Этот разговор несколько успокоил Элизабет. Она избавилась от двух тайн, которые тяготили ее в течение двух недель, и была уверена, что в лице Джейн найдется слушатель, всегда готовый снова поговорить о любой из них. Но не раскрытым оставалось нечто такое, о чем благоразумие заставляло ее молчать. Она не осмелилась пересказать вторую половину письма мистера Дарси или напрямую открыть сестре, как трепетно к ней относился его друг. Это касалось чувств, в которые никому не следовало вторгаться, и она понимала, что только полное взаимопонимание между сестрой и Бингли могло позволить ей поделиться с ней этой последней тайной.
– И только тогда, – убеждала она себя, – если это невероятное сближение когда-нибудь произойдет, мне позволено будет сказать то, что сам Бингли может высказать в гораздо более приятных сердцу словах. У меня нет права говорить об их чувствах, по крайней мере до тех пор, пока ставшее мне известным не утратит всей своей остроты!

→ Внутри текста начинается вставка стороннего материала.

PR #6231, opened 2026-02-19
fix(l1): limit memory consumed by fullsync

Arkenan:
**Motivation**

Fullsync uses batching, which behaves in unexpected ways with respect to trie layer caches: instead of a single layer representing a single block, it represents a single batch of 1024 blocks. That means that 128 layers are actually 128000 blocks, which may take more than 100GB of memory.

**Description**

In this PR we do two things:

1. Use only 4 layers for batched execution. That bounds the memory usage to about 4GB, which is reasonable.
2. Fix a small but important bug in trie layer. The previous implementation assumed that the parent was present (which is not the case for batches) and just advanced.

### DIFF
--- a/.github/actions/install-risc0/action.yml
+++ b/.github/actions/install-risc0/action.yml
@@ -7,9 +7,12 @@ runs:
     - name: Install RISC0
       shell: bash
       run: |
-        curl -L https://risczero.com/install | bash
-        ~/.risc0/bin/rzup install cargo-risczero 3.0.3
-        ~/.risc0/bin/rzup install risc0-groth16
-        ~/.risc0/bin/rzup install rust
-        ~/.risc0/bin/rzup install cpp
-        ~/.risc0/bin/rzup install r0vm 3.0.3
+        source "$GITHUB_WORKSPACE/.github/scripts/retry.sh"
+
+        retry curl -L https://risczero.com/install -o /tmp/risc0_install.sh
+        bash /tmp/risc0_install.sh
+        retry ~/.risc0/bin/rzup install cargo-risczero 3.0.3
+        retry ~/.risc0/bin/rzup install risc0-groth16
+        retry ~/.risc0/bin/rzup install rust
+        retry ~/.risc0/bin/rzup install cpp
+        retry ~/.risc0/bin/rzup install r0vm 3.0.3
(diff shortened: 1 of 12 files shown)


crates/storage/layering.rs
```diff
@@ -48,12 +69,16 @@ impl Default for TrieLayerCache {
             bloom: Self::create_filter(BLOOM_SIZE),
             last_id: 0,
             layers: Default::default(),
+            // TODO: this is coupled with DB_COMMIT_THRESHOLD in store.rs — unify them.
```
iovoid: Maybe open an issue for this? I don't think it even makes sense to carry this if we have a get_commitable_with_threshold method

crates/storage/layering.rs
```diff
@@ -97,19 +128,55 @@ impl TrieLayerCache {
...
+        self.get_commitable_with_threshold(state_root, self.commit_threshold)
+    }
+
+    /// Walks the layer chain starting from `state_root` toward older ancestors, counting
+    /// layers. When the count reaches `threshold`, returns `Some(state_root)` — the root
+    /// of the threshold-th layer, which is guaranteed to be a key in `self.layers`.
+    ///
+    /// The caller then passes the returned root to [`commit`](Self::commit), which removes
+    /// that layer **and all older ancestors below it**, flushing them to disk. This leaves
+    /// `threshold - 1` layers in the cache.
```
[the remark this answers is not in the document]
iovoid: This is true, but not the function's concern.

That said, I would remove the line about how many layers are left since it's false (reorgs could mean you have many more layers stored).

crates/storage/layering.rs
```diff
@@ -97,19 +128,55 @@ impl TrieLayerCache {
...
+    ///
+    /// Returns `None` if the chain has fewer than `threshold` layers (nothing to commit yet).
+    ///
+    /// # Why return the threshold-th layer (not the oldest)?
```
iovoid: Also you avoid problems from loops in the state (which can happen in an L2) where A->B->A.

Arkenan: Added this to the comment.

crates/storage/layering.rs
Arkenan: Opened an issue and linked it in the comment.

Теперь, проводя время дома с сестрой, она имела возможность наблюдать за истинным состоянием ее духа. Джейн была безрадостной. Она по-прежнему питала к Бингли очень нежную привязанность. Никогда раньше она даже не воображала себя увлеченной кем-то, и в ее отношении к нему была вся теплота первой влюбленности, а в силу ее возраста и характера – большая глубина чувства, не та, которую обнаруживают большинство первых девичьих привязанностей; и с таким волнением она хранила память о нем и предпочитала его любому другому мужчине, что были необходимы весь ее здравый смысл и все ее внимание к чувствам окружающих, чтобы удержать их от сочувствия, которое, должно быть, ранило и нарушало ее покой.